Scientific Works Series C. Veterinary Medicine

PRINT ISSN 2065-1295, ISSN-L: 2065-1295, ISSN CD: 2343-9394,ISSN ONLINE 2067-3663
 

THE POTENTIAL ZOONOTIC RISK DUE TO CLOACAL FLORA IN INTENSIVELY RAISED BROILERS

Published in Scientific Works. Series C. Veterinary Medicine, Vol. LX (1)
Written by Aurel VASIU, Mihaela NICULAE, Emoke PALL, Marina SPÎNU

Escherichia coli is one of the main inhabitants of the intestinal tract of most mammalian species and birds. In veterinary medicine, the presence of microbial carrier estate led to numerous studies on the presence, persistence and importance of E. coli in broiler chickens and has motivated epidemiological studies on bacterial contamination levels on the farms. Swabs from cloaca of intensively raised broiler chickens were randomly (2%) sampled along with sanitation samples after disinfection on the same farm. All samples were processed by use of conventional, OIE approved, bacteriological techniques to identify bacteria indicating faecal pollution of zoonotic importance. Strains passed to selective media were biochemically tested and identified by use of API20E kits (France, Lyon). The most important bacterial strain in the cloaca isolates was E. coli (68.75%), followed by Proteus vulgaris (18.75%) and Escherichia hermannii (12.5%).

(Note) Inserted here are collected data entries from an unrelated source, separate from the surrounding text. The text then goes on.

PR #166, opened 2022-10-15
Allow to access a `Memory` with more than 32767 pages

### LINKED ISSUE #165: `Memory` with more than 32767 pages cannot be accessed
Hi, consider the following C# program (.NET 6.0, using `Wasmtime 1.0.0`):

```cs

    engine,
    "hello",
    @"
(module 
    (memory $mem1 65536)
    (export ""memory"" (memory $mem1))
)");

using (var linker = new Linker(engine)) {

    var memory = instance.GetMemory("memory")!;

    try {
        memory.WriteInt16(10, 123);
        Console.WriteLine("Success");
    }
    catch (Exception ex) {
        Console.WriteLine(ex.ToString());
    }

    try {
        var memorySpan = memory.GetSpan();
        Console.WriteLine("Success");
    }
    catch (Exception ex) {
        Console.WriteLine(ex.ToString());
    }
}
```

**Actual behavior:** When running the program, an `OverflowException` occurs when the memory is accessed. E.g. with `Memory.WriteInt16()`:
```
System.OverflowException: Arithmetic operation resulted in an overflow.
   at System.UIntPtr.ToUInt32()
   at Wasmtime.Memory.GetSpan() in C:\Users\VPC\Desktop\WebAssembly-Test\wasmtime-dotnet\src\Memory.cs:line 92
   at Wasmtime.Memory.WriteInt16(Int32 address, Int16 value) in C:\Users\VPC\Desktop\WebAssembly-Test\wasmtime-dotnet\src\Memory.cs:line 228
   at Program.<<Main>$>g__TestBigMemoryCustomWasm|0_3() in C:\Users\VPC\Desktop\WebAssembly-Test\TestWasmtime\Program.cs:line 326
```

Or, when changing the memory definition to `(memory $mem1 32768)`, a similar `OverflowException` occurs:
```
System.OverflowException: Value was either too large or too small for an Int32.
   at System.Convert.ThrowInt32OverflowException()
   at System.Convert.ToInt32(UInt32 value)
   at Wasmtime.Memory.GetSpan() in C:\Users\VPC\Desktop\WebAssembly-Test\wasmtime-dotnet\src\Memory.cs:line 92
   at Wasmtime.Memory.WriteInt16(Int32 address, Int16 value) in C:\Users\VPC\Desktop\WebAssembly-Test\wasmtime-dotnet\src\Memory.cs:line 228
   at Program.<<Main>$>g__TestBigMemoryCustomWasm|0_3() in C:\Users\VPC\Desktop\WebAssembly-Test\TestWasmtime\Program.cs:line 326
```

After disinfection, the swabs from surfaces tested constantly positive for Proteus spp, which proved to resist to broad spectrum disinfectants applied repeatedly, according to the technology. Both bacteria with pathogenic potential from the carried microbial flora and those isolated from surfaces represented a major risk, and could constitute a major cause of epidemic outbreaks under inappropriate technological circumstances.